____ Dataset entries

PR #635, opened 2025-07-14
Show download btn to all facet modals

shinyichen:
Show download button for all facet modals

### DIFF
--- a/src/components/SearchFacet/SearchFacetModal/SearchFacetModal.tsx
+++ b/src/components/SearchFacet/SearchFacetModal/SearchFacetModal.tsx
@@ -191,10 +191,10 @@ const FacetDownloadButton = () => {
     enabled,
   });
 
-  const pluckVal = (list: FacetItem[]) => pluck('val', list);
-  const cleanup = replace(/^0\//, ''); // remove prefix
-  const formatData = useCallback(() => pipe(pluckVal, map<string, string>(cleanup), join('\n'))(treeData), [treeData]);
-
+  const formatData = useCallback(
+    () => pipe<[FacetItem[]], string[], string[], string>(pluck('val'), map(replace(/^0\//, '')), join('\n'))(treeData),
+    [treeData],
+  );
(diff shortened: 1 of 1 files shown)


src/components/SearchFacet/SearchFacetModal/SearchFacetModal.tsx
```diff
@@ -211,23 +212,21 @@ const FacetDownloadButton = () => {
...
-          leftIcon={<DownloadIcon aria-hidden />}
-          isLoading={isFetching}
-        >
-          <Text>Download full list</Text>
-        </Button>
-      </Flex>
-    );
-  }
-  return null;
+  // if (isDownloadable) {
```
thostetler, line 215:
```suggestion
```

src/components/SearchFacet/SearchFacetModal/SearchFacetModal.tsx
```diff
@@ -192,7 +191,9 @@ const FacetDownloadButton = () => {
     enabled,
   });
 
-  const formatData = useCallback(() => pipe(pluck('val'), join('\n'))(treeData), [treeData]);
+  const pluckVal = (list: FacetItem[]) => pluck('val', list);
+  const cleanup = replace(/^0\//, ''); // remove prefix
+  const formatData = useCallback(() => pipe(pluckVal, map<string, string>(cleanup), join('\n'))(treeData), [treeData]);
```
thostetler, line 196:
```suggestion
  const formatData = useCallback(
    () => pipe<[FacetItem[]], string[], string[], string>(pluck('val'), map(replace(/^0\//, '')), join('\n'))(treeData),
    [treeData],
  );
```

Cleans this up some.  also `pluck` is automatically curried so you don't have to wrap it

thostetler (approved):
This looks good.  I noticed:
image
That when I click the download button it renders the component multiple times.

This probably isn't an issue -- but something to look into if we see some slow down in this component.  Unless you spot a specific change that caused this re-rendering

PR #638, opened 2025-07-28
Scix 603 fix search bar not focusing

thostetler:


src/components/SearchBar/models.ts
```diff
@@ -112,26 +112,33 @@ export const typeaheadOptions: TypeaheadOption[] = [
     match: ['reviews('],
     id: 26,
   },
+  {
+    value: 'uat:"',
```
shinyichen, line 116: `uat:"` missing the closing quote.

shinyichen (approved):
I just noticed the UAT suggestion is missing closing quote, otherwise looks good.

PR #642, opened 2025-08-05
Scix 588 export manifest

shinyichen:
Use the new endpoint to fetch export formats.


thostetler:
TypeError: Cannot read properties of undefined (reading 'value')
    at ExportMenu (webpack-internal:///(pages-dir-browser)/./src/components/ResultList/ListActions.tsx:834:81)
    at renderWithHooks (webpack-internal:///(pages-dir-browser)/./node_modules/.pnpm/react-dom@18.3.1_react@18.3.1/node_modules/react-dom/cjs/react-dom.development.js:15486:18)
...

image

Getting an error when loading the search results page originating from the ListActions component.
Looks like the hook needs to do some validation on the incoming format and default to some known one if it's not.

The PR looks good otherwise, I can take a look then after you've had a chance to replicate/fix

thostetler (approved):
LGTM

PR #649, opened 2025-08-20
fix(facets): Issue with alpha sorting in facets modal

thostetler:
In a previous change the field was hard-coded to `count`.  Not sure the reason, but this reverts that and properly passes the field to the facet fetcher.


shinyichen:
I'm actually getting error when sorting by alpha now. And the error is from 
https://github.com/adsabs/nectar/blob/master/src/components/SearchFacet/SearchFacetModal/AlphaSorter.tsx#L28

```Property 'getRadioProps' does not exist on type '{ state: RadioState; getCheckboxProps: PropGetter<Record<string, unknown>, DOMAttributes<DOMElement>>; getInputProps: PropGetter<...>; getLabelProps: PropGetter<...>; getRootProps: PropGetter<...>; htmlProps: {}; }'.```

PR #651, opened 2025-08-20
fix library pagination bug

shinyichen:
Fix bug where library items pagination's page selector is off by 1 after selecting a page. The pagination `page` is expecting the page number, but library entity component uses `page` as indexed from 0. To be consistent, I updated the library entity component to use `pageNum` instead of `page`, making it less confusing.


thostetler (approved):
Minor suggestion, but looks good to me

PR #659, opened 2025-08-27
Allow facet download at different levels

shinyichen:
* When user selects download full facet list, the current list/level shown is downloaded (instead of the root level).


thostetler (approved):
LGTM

________
____ Dataset entries

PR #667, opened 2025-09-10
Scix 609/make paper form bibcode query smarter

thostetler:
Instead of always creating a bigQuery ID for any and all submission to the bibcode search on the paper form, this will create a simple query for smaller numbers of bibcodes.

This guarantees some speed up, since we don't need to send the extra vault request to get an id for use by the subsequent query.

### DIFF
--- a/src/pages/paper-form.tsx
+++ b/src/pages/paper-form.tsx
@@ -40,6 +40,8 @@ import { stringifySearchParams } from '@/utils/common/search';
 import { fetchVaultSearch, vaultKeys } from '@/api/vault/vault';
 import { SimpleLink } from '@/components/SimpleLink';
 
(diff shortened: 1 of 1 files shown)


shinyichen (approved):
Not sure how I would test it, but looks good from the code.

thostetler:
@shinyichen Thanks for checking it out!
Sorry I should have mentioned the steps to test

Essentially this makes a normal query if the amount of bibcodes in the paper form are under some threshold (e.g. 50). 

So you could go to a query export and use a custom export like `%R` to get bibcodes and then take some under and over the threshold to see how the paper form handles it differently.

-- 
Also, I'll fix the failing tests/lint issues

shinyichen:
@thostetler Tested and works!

________

# Exercise directions
Extract every line containing the string "replace" from the data above.

# Answer section
-  const cleanup = replace(/^0\//, ''); // remove prefix
+    () => pipe<[FacetItem[]], string[], string[], string>(pluck('val'), map(replace(/^0\//, '')), join('\n'))(treeData),
+  const cleanup = replace(/^0\//, ''); // remove prefix
    () => pipe<[FacetItem[]], string[], string[], string>(pluck('val'), map(replace(/^0\//, '')), join('\n'))(treeData),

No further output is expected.